> ACTION ITEM
Line by line, transcribe the listing below exactly.

> SUPPLIED RECORDS
★ ★ ★ ★

PR #124, opened 2021-04-29
Device API improvements

themarpe:
Major changes:
 - Modified behavior of Device(pipeline) - this now starts the pipeline implicitly.
 - Added (back) startPipeline(pipeline) which can start a pipeline if device was booted with Device() or Device(openvinoVersion) constructor
 - Deprecated startPipeline() function
 - Added getConnectedCameras() function to be able to query connected cameras and start different pipeline without reconnecting to the device.
 
Minor changes:
 - Refactored all examples to remove deprecated startPipeline()
 - Fixed missing Node clone methods on some classes
 - WIP: Pipeline cloning - missing asset cloning.
 - Fixed sanitizers on examples when not set as testing

### DIFF
--- a/examples/CMakeLists.txt
+++ b/examples/CMakeLists.txt
@@ -3,6 +3,7 @@ option(DEPTHAI_TEST_EXAMPLES "Test examples - examples will be ran as a part of 
 
 # Dependencies
 find_package(OpenCV REQUIRED)
+find_package(Sanitizers)
 
 # Create utility library
 add_library(utility src/utility.cpp)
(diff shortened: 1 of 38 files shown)


examples/CMakeLists.txt
```diff
@@ -13,13 +14,16 @@ macro(dai_add_example example_name example_src)
     add_executable("${example_name}" "${example_src}")
     target_link_libraries("${example_name}" PRIVATE utility depthai::opencv ${OpenCV_LIBS})
 
+    # Add sanitizers for example
+    add_sanitizers(${example_name})
```
szabi-luxonis, line 18: This is probably more suitable for "tests" instead "examples" since users might not want to enable it, but it's a nice addition, so let's keep it.

szabi-luxonis (approved):

examples/CMakeLists.txt
themarpe: Its actually necessary not for debugging solely, but to get it to compile. Linker has to be aware of `-fsanitize=address/undefined/...` flag to link correctly.

But its a noop in case sanitizers are disabled

PR #131, opened 2021-05-06
Camera custom tuning

alex-luxonis:
Add an option to override the default camera IQ (Image Quality) tuning database.
This is used for all cameras in the system, and specified at pipeline level:
`pipeline.setCameraTuningBlobPath("path/custom_tuning.bin")`

Related PR: https://github.com/luxonis/depthai-shared/pull/30

Internally it is stored as a pipeline asset (like an NN blob), and loaded over XLink, or flashed together with the pipeline.

Note: building such a tuning blob need to go through a request to Luxonis, as the tools required are not public.


src/pipeline/Pipeline.cpp
```diff
@@ -252,6 +253,24 @@ OpenVINO::Version PipelineImpl::getPipelineOpenVINOVersion() const {
     return openvinoVersion;
 }
 
+void PipelineImpl::setCameraTuningBlobPath(const std::string& path) {
+    std::string assetKey = "camTuning";
+
+    std::ifstream blobStream(path, std::ios::in | std::ios::binary);
```
szabi-luxonis, line 259: `std::ios::in` is redundant, that's why it's `ifstream` == input `fstream`
https://en.cppreference.com/w/cpp/io/basic_ifstream/basic_ifstream

themarpe (approved):
Looks good - thanks!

★ ★ ★ ★

> RESPONSE
PR #124, opened 2021-04-29
Device API improvements

themarpe:
Major changes:
 - Modified behavior of Device(pipeline) - this now starts the pipeline implicitly.
 - Added (back) startPipeline(pipeline) which can start a pipeline if device was booted with Device() or Device(openvinoVersion) constructor
 - Deprecated startPipeline() function
 - Added getConnectedCameras() function to be able to query connected cameras and start different pipeline without reconnecting to the device.
 
Minor changes:
 - Refactored all examples to remove deprecated startPipeline()
 - Fixed missing Node clone methods on some classes
 - WIP: Pipeline cloning - missing asset cloning.
 - Fixed sanitizers on examples when not set as testing

### DIFF
--- a/examples/CMakeLists.txt
+++ b/examples/CMakeLists.txt
@@ -3,6 +3,7 @@ option(DEPTHAI_TEST_EXAMPLES "Test examples - examples will be ran as a part of 
 
 # Dependencies
 find_package(OpenCV REQUIRED)
+find_package(Sanitizers)
 
 # Create utility library
 add_library(utility src/utility.cpp)
(diff shortened: 1 of 38 files shown)


examples/CMakeLists.txt
```diff
@@ -13,13 +14,16 @@ macro(dai_add_example example_name example_src)
     add_executable("${example_name}" "${example_src}")
     target_link_libraries("${example_name}" PRIVATE utility depthai::opencv ${OpenCV_LIBS})
 
+    # Add sanitizers for example
+    add_sanitizers(${example_name})
```
szabi-luxonis, line 18: This is probably more suitable for "tests" instead "examples" since users might not want to enable it, but it's a nice addition, so let's keep it.

szabi-luxonis (approved):

examples/CMakeLists.txt
themarpe: Its actually necessary not for debugging solely, but to get it to compile. Linker has to be aware of `-fsanitize=address/undefined/...` flag to link correctly.

But its a noop in case sanitizers are disabled

PR #131, opened 2021-05-06
Camera custom tuning

alex-luxonis:
Add an option to override the default camera IQ (Image Quality) tuning database.
This is used for all cameras in the system, and specified at pipeline level:
`pipeline.setCameraTuningBlobPath("path/custom_tuning.bin")`

Related PR: https://github.com/luxonis/depthai-shared/pull/30

Internally it is stored as a pipeline asset (like an NN blob), and loaded over XLink, or flashed together with the pipeline.

Note: building such a tuning blob need to go through a request to Luxonis, as the tools required are not public.


src/pipeline/Pipeline.cpp
```diff
@@ -252,6 +253,24 @@ OpenVINO::Version PipelineImpl::getPipelineOpenVINOVersion() const {
     return openvinoVersion;
 }
 
+void PipelineImpl::setCameraTuningBlobPath(const std::string& path) {
+    std::string assetKey = "camTuning";
+
+    std::ifstream blobStream(path, std::ios::in | std::ios::binary);
```
szabi-luxonis, line 259: `std::ios::in` is redundant, that's why it's `ifstream` == input `fstream`
https://en.cppreference.com/w/cpp/io/basic_ifstream/basic_ifstream

themarpe (approved):
Looks good - thanks!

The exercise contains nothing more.